EXERCISE OBJECTIVE
A verbatim reproduction of the lines below, from the line containing "PR #3381, opened 2025-01-21" through the line containing "(diff shortened: 2 of 5 files shown)", both ends included, is the whole required output.

Saved data entries

--- START ---

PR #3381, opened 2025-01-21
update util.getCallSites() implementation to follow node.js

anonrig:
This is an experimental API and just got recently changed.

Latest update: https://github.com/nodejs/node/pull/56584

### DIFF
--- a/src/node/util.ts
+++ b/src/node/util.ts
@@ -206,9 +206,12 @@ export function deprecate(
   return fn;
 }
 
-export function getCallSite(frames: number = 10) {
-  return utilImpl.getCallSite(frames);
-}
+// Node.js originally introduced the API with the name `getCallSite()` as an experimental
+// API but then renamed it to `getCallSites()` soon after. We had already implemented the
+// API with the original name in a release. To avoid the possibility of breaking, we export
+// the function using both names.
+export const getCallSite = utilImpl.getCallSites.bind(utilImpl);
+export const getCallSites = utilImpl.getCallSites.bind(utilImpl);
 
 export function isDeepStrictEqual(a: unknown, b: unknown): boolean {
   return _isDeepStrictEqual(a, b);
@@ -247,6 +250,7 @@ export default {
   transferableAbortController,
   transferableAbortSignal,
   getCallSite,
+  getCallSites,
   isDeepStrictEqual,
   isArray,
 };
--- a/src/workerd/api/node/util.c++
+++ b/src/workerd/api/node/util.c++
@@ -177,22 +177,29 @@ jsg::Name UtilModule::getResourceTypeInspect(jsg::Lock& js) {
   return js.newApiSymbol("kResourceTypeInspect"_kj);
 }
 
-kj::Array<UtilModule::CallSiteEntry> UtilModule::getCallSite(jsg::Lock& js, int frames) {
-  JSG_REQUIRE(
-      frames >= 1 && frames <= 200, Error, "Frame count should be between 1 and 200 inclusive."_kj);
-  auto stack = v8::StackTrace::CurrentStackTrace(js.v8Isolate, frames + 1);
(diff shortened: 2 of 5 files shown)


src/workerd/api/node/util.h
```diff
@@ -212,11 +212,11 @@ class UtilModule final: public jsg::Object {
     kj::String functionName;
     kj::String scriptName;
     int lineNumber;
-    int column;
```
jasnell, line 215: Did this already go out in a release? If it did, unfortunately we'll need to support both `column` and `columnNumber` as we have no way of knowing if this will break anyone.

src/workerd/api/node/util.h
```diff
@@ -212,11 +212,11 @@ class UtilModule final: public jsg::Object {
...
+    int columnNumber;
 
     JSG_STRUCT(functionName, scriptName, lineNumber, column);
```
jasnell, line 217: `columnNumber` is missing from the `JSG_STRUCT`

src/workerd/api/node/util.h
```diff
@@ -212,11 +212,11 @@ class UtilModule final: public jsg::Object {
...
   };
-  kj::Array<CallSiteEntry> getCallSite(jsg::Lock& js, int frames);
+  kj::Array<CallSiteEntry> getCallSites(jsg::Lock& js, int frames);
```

--- END ---
--- START ---

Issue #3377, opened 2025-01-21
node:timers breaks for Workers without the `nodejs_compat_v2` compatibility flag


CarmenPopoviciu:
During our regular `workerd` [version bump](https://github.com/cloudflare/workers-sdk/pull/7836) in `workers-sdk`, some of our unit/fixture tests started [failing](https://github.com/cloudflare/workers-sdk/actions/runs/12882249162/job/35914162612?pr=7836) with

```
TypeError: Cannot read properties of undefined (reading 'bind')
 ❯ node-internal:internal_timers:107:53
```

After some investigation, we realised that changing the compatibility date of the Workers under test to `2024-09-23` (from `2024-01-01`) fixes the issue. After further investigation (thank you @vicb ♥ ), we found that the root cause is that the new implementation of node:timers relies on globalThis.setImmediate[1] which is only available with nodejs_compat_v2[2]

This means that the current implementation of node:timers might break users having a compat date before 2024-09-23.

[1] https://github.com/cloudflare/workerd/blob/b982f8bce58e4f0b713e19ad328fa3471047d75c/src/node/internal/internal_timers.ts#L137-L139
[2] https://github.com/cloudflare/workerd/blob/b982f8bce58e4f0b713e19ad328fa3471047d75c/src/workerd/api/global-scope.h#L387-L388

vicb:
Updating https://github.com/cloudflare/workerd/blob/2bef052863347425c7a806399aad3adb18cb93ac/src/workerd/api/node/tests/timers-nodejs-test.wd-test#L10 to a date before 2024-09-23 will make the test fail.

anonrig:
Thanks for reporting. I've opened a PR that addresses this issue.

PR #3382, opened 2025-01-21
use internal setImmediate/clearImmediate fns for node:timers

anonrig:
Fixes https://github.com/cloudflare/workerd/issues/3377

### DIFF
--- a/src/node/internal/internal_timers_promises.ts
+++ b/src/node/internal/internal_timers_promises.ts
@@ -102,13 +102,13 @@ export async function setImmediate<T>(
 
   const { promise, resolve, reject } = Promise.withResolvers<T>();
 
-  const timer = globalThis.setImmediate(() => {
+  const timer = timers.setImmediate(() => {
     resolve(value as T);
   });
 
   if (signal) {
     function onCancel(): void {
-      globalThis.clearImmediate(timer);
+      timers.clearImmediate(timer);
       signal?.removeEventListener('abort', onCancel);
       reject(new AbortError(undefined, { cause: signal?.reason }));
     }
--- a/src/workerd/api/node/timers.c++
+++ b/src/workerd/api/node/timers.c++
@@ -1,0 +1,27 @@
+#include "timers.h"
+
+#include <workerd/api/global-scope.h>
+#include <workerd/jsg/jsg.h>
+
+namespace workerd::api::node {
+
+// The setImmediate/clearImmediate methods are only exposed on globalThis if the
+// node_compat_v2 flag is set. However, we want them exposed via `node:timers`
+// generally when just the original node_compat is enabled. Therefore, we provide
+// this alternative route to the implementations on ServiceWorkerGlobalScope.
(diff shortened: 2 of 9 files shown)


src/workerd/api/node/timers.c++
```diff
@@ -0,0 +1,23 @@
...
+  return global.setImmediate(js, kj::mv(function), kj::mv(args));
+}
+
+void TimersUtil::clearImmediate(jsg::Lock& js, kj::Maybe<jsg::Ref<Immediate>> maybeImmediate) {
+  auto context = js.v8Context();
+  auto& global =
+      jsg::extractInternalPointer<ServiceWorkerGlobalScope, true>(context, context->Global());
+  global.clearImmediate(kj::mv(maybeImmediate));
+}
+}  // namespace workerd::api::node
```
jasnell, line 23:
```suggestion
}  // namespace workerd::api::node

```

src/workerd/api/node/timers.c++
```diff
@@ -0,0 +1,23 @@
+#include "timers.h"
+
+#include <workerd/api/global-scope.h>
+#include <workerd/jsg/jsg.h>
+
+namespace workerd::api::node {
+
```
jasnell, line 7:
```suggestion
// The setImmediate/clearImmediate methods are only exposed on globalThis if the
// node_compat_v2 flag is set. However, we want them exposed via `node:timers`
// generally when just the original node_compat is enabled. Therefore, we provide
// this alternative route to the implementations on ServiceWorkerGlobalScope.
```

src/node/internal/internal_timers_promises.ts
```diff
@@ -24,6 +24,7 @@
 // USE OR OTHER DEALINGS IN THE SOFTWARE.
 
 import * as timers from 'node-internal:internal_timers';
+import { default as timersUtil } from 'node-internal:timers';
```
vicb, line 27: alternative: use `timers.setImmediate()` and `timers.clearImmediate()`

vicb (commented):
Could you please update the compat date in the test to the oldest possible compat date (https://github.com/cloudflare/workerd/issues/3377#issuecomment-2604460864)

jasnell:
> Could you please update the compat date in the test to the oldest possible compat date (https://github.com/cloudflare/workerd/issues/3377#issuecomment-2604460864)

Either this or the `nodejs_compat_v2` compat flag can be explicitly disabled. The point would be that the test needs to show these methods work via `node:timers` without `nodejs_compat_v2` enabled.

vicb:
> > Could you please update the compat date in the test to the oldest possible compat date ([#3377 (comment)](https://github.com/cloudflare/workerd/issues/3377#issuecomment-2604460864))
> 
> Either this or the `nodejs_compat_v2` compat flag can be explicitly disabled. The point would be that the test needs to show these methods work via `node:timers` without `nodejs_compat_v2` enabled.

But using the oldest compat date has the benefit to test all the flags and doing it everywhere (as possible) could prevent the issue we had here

--- END ---

ANSWER
PR #3381, opened 2025-01-21
update util.getCallSites() implementation to follow node.js

anonrig:
This is an experimental API and just got recently changed.

Latest update: https://github.com/nodejs/node/pull/56584

### DIFF
--- a/src/node/util.ts
+++ b/src/node/util.ts
@@ -206,9 +206,12 @@ export function deprecate(
   return fn;
 }
 
-export function getCallSite(frames: number = 10) {
-  return utilImpl.getCallSite(frames);
-}
+// Node.js originally introduced the API with the name `getCallSite()` as an experimental
+// API but then renamed it to `getCallSites()` soon after. We had already implemented the
+// API with the original name in a release. To avoid the possibility of breaking, we export
+// the function using both names.
+export const getCallSite = utilImpl.getCallSites.bind(utilImpl);
+export const getCallSites = utilImpl.getCallSites.bind(utilImpl);
 
 export function isDeepStrictEqual(a: unknown, b: unknown): boolean {
   return _isDeepStrictEqual(a, b);
@@ -247,6 +250,7 @@ export default {
   transferableAbortController,
   transferableAbortSignal,
   getCallSite,
+  getCallSites,
   isDeepStrictEqual,
   isArray,
 };
--- a/src/workerd/api/node/util.c++
+++ b/src/workerd/api/node/util.c++
@@ -177,22 +177,29 @@ jsg::Name UtilModule::getResourceTypeInspect(jsg::Lock& js) {
   return js.newApiSymbol("kResourceTypeInspect"_kj);
 }
 
-kj::Array<UtilModule::CallSiteEntry> UtilModule::getCallSite(jsg::Lock& js, int frames) {
-  JSG_REQUIRE(
-      frames >= 1 && frames <= 200, Error, "Frame count should be between 1 and 200 inclusive."_kj);
-  auto stack = v8::StackTrace::CurrentStackTrace(js.v8Isolate, frames + 1);
(diff shortened: 2 of 5 files shown)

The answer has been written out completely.